This is going to be just a blog post with random thoughts outlining some of the successes and failures while I was working on Haemimont Games’ in-house engine. Most of these techniques are not particularly new, but they still helped out to squeeze some performance or improve the graphics in one way or another. Of course, it is a mature/old engine - it started being used in 2004, so it is expected that there is lots of legacy code that does not get redone because of time constraints or purely political reasons. Have in mind that it is a small studio and just limited number of people were working on the graphics part of the engine: 2-3 at any given time while I was working for them. So after establishing some caveats, I am going to talk about the actual work.
Reducing the stalling
Well, we have shipped across five different platforms (Windows, Mac OS X, Linux, Xbox 360, PS4). The performance on consoles had some issues related to legacy code that was started on PC under D3D9. As some people are well aware, it is not a particularly explicit API. You get shadow copies of resources in many places that hide the fact that mapping resources is actually quite expensive. There were many places where the code was mapping memory mid-frame and consequently stalling everything. We have put some effort into rearranging everything, so that it doesn’t stall. When possible we kept static buffers.
Another issue that we have faced is that on OpenGL some flags work differently across vendors. GL_MAP_INVALIDATE_BUFFER_BIT is a prime example of that. In our case, it was making things worse on the more popular vendors(compared to glBufferSubData) and actually fixing performance issues on the GPUs that are considered below minimum system requirements by many games. We have experimented with GL_UNSYNCRONIZED_BIT which was quite awful on some drivers, but provided decent boost when mapping constant buffers on others. In the end we have introduced some support for persistent mapped buffers, which basically bypasses most of the weird synchronizations on some drivers. We fallback to unsynchronized when it is not available. It would be nice to map all constant buffers once per frame and upload them. That would definitely resolve some of the above stated issues, but this optimization was postponed multiple times, so I can’t talk about success stories related to using it.
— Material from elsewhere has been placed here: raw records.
PR #1741, opened 2026-08-29
fix(block-editor): remove unreachable metadata modal

Nikshay1:
## What this changes

- remove the unreachable `GuideMetadataForm`
- remove the unused `metadata` modal state and related `BlockEditorModals` wiring
- remove metadata-only test IDs and unused guide metadata styles
- update `useModalManager` tests to use the remaining active modal names

Guide title and ID handling continue through the existing editor flow.

## Verification

- `npx jest src/components/block-editor/hooks/useModalManager.test.ts --coverage=false`
- `npm run check`
- `git diff --check`

Closes #1677

PR #1742, opened 2026-08-30
chore(lint): enforce unreachable and vacuous code rules

moxious:
## Summary

Unreachable code has never had a mechanical detector in this repository. `@grafana/eslint-config` does not extend `eslint:recommended`, so `no-unreachable` and its siblings have never run here; TypeScript's `noUnusedLocals` reports unused *bindings* inside a dead branch but never the dead branch itself, and a `@ts-expect-error` silences even that. This adds the five ESLint rules that close the gap.

Four of the five had zero violations at introduction — this is a ratchet, not a cleanup. The fifth, `no-useless-return`, had five, all fixed here. **No behaviour change is intended anywhere in this diff.**

## What to look at

- [`eslint.config.mjs`](https://github.com/grafana/grafana-pathfinder-app/blob/7ad1917bbbfc24c2c0430da409bcdc733bd2ac0a/eslint.config.mjs) — the new rule block. `no-unreachable`, `no-unreachable-loop`, `no-constant-condition` and `no-dupe-else-if` are unscoped, so they cover every file ESLint already lints, not just `src/`. Note what that set does **not** include: `tests/` is linted by nothing today. The `files: ['./tests/**/*']` block in `.config/eslint.config.mjs:25` matches no files — the leading `./` appears to be why — and no other block declares TypeScript under `tests/`, so `npx eslint tests/open-close.spec.ts` reports "File ignored because no matching configuration was supplied". These rules inherit that blind spot. Fixing it is a config-block change with its own violation fallout, tracked in #1744 rather than smuggled in here.
- [`src/components/BubbleTour/BubbleTour.tsx`](https://github.com/grafana/grafana-pathfinder-app/blob/7ad1917bbbfc24c2c0430da409bcdc733bd2ac0a/src/components/BubbleTour/BubbleTour.tsx) — the one site where the autofix was **wrong**, and the bullet worth the most reviewer attention. `paint` has one path that returns a promise and two that fall through; deleting its trailing `return;` broke `noImplicitReturns` (TS7030), which `@grafana/tsconfig` already enables. `paint` now declares `Promise<void>` and returns explicitly on every path. This is behaviour-identical for the `paintQueue.current.then(paint)` chain that awaits it — `.then()` wraps a bare `undefined` into a resolved promise anyway, so the ordering invariant documented above that line is untouched.
- [`src/completion-records/completion-write-storage.ts`](https://github.com/grafana/grafana-pathfinder-app/blob/7ad1917bbbfc24c2c0430da409bcdc733bd2ac0a/src/completion-records/completion-write-storage.ts) — three `catch { return; }` blocks at the end of void functions become `catch {}`. These are the deliberate "localStorage is unavailable, the volatile map is authoritative" swallows; no serialization, storage key, or envelope shape is touched.
- [`src/components/block-editor/hooks/useRecordingPersistence.ts`](https://github.com/grafana/grafana-pathfinder-app/blob/7ad1917bbbfc24c2c0430da409bcdc733bd2ac0a/src/components/block-editor/hooks/useRecordingPersistence.ts) — the autofix exposed an effect whose body had already degenerated to a no-op: it loaded persisted state, branched on it, and did nothing on either path. The `load()` call is retained because `load()` emits a `logger.error` on corrupt storage, which is observable; the vacuous guard and the three comments describing the clearing it never did are removed. Whether the effect should exist at all is a behaviour question and is deliberately left alone.

## Why

Part of [#603 — mechanical constraint enforcement for agents](https://github.com/grafana/grafana-pathfinder-app/issues/603), which argues that a constraint living only in prose can drift or be missed, while one living in `eslint.config.mjs` is verified on every lint run and every agent interaction. That epic's own reliability hierarchy ranks lint rules above documentation and compiler errors above lint rules; unreachable code currently sits below all three, detected by nothing.

The immediate prompt: [#1741](https://github.com/grafana/grafana-pathfinder-app/pull/1741) removed an unreachable metadata modal from the block editor, found by a human reading the code. Nothing in the toolchain would have flagged it.

`no-useless-return` is the one judgement call in here, and reviewers may reasonably disagree with it. It is the only rule in the set that partially contradicts a constraint the repo already enforces: a trailing bare `return;` is *required* by `noImplicitReturns` in any function with a value-returning path, and `no-useless-return` calls it useless. It fired at one such site out of five. Dropping the rule is a one-line revert of the config block if that trade reads badly — the other four rules stand on their own.

## How to verify

The rule set is enforced by CI on this very diff, so the config's own effect needs no manual step. What is worth checking by hand:

1. Open the guide editor, start recording into a section, refresh the page mid-recording, and confirm the recording is restored — this exercises `useRecordingPersistence`'s restore path, which sits next to the effect that was trimmed.
2. Stop recording and confirm no console or Faro error appears — the trimmed effect still runs on the `isRecording` transition.
3. Start a bubble tour, advance through a step whose target element does not exist (so `showCenteredComment` runs) and one whose target does exist, then close the tour mid-step. Confirm no orphaned highlight or bubble survives the close — this is the ordering invariant `paint`'s promise chain protects.
4. Complete a guide and confirm the completion is recorded and survives a reload, with `localStorage` both available and (via DevTools) blocked.

## Breaking changes

None. No storage key, serialized shape, telemetry event, `data-test-` value, or public contract changes.

## Reversibility

Fully reversible, with one caveat. The four dead-branch rules revert with the config block alone. Backing out `no-useless-return` is no longer a one-line revert, because the new corrupt-storage test pins the retained `load()` call in `useRecordingPersistence` — that test would have to come out with it. No migration runs, so nothing needs manual recovery on revert.

## Test coverage added here

The tests in this PR were written during validation, not by hand alongside the config change, and they go wider than the config:

- `src/validation/dead-code-lint-config.test.ts` — a real-consumer guard that drives the ESLint API over this repo's own `eslint.config.mjs`. Five of its seven cases fail against the base config and all seven pass against this one, so it tests the thing this PR actually adds. Deliberately not the grep-the-config-string pattern used by the neighbouring `security-lint-config.test.ts`.
- `completion-write-storage.test.ts` and `useRecordingPersistence.test.ts` — behaviour tests for the five `no-useless-return` sites, which had no coverage at all. They pass identically against base and target source, which is the behaviour-equivalence claim made concrete. The corrupt-storage case specifically fails if the `load()` call is dropped, so the one deliberate deviation from the raw autofix is now guarded.

The second group is adjacent coverage for behaviour this PR does not change, which sits outside the usual one-ratchet-plus-forced-fixes shape. It is here on purpose and the call on whether to keep it belongs to review — say the word and it comes out.

## Out of scope

- `@typescript-eslint/no-unused-vars` — `@grafana/eslint-config` explicitly disables it, and re-enabling it surfaces ~76 violations (50 unused parameters, 20 unused `catch` bindings, 6 unused values) that TypeScript's `noUnusedLocals` structurally cannot see. Filed separately.
- Unused exports and orphaned modules — the largest bucket by far, but it needs an entrypoint config or a reachability ratchet built on `buildModuleGraph()` before any number from it is trustworthy. Filed separately.
- `eslint.config.mjs` has no `trigger_paths` entry in `docs/design/CONCERNS.md`, so changes to it route only through always-on concerns. Noted, not addressed here.

Refs #603


leslie-heinzen (approved):



PR Review: https://github.com/grafana/grafana-pathfinder-app/pull/1742
Summary: enforce unreachable and vacuous code rules
Verdict: Approve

Optimizing texture management
We had some issues of this kind in our UI code. It was maintaining a texture with all the small icons and it was copying things around, mapping, unmapping and basically doing lots of nasty stuff. Obviously, at some point you are going to figure out that it is causing multiple synchronizations mid-frame. It was reading from write-combined memory which tends to be generally inefficient. The code was basically like this for some hysterical reasons and some things were done because of some strange iOS port concerns at one point. So it was stuttering quite noticeably while going around menus. On PC some of these issues were hidden by lots of caches inside drivers and OS. On consoles it was another story. Quite obviously you can copy things on the GPU, so that was almost immediately fixed. Because it was loading stuff from hard-drive we have made caches of our own and the issue got resolved kind of. Not really the prettiest solution, but that’s what you do close to shipping.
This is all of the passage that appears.